◆ STUDY MATERIAL:
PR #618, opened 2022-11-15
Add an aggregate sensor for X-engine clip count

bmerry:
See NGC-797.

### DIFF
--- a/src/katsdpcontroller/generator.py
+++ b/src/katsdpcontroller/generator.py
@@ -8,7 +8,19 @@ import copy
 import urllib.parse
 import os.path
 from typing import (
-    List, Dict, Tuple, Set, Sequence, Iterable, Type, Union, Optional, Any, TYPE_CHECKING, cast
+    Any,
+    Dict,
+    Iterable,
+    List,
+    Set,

* * *

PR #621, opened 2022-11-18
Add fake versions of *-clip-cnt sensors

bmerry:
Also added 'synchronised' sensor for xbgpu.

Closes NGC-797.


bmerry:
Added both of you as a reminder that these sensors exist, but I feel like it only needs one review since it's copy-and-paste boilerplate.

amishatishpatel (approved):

...

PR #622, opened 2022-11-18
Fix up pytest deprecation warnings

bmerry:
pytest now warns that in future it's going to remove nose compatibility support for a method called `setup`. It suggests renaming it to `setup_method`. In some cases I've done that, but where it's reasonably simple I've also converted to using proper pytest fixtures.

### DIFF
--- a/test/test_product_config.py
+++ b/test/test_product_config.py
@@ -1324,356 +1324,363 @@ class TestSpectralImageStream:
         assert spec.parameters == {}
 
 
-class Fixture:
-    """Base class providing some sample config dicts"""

◆ REQUIRED ACTION: Return from the data every line that holds "Iterable".

◆ FINISHED TASK:
-    List, Dict, Tuple, Set, Sequence, Iterable, Type, Union, Optional, Any, TYPE_CHECKING, cast
+    Iterable,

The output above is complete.